PR #30, opened 2015-12-09
feat(router): configure "basic settings"

krancour:
This PR continues the march toward feature parity.  ~~WIP, because it will need a rebase and doc updates after #27 is merged.~~

Note the "basic settings" are inherited directly from the v1.x router.

### DIFF
--- a/nginx/config.go
+++ b/nginx/config.go
@@ -16,6 +16,13 @@ events {
 }
 
 http {
+	# basic settings
+	vhost_traffic_status_zone;
+
+	sendfile on;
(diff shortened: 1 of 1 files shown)


nginx/config.go
```diff
@@ -16,6 +16,13 @@ events {
 }
 
 http {
+	# basic settings
+	vhost_traffic_status_zone;
```
mboersma: Some vts reference here, for my own edification: https://github.com/vozlt/nginx-module-vts#vhost_traffic_status_zone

========================

**Brief**: Read through the lines above and collect those that contain the string "settings".

**Response to the task**:
feat(router): configure "basic settings"
Note the "basic settings" are inherited directly from the v1.x router.
+	# basic settings
+	# basic settings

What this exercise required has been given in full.